• INSTRUCTIONS TO FOLLOW:
Nothing but the lines below between the line holding "Add log output to Windows Event Log" and the line holding "-# There are", inclusive, should appear in the answer, each set down exactly.

::: SUPPLIED DATA :::

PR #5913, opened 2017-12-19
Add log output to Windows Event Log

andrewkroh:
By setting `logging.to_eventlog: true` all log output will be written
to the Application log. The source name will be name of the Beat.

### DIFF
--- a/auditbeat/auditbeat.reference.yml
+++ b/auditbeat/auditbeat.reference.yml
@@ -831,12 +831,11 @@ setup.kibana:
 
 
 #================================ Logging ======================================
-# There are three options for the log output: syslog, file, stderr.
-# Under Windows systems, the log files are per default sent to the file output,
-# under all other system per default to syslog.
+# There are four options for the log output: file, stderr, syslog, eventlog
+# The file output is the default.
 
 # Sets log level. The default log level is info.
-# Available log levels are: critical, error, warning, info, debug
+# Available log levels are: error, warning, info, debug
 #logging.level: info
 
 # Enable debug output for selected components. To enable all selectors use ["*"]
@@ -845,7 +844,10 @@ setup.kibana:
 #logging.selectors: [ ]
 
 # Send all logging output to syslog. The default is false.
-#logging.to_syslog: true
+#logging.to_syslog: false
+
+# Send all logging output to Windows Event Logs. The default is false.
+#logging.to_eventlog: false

:::

• RESPONSE AREA:
Add log output to Windows Event Log

andrewkroh:
By setting `logging.to_eventlog: true` all log output will be written
to the Application log. The source name will be name of the Beat.

### DIFF
--- a/auditbeat/auditbeat.reference.yml
+++ b/auditbeat/auditbeat.reference.yml
@@ -831,12 +831,11 @@ setup.kibana:
 
 
 #================================ Logging ======================================
-# There are three options for the log output: syslog, file, stderr.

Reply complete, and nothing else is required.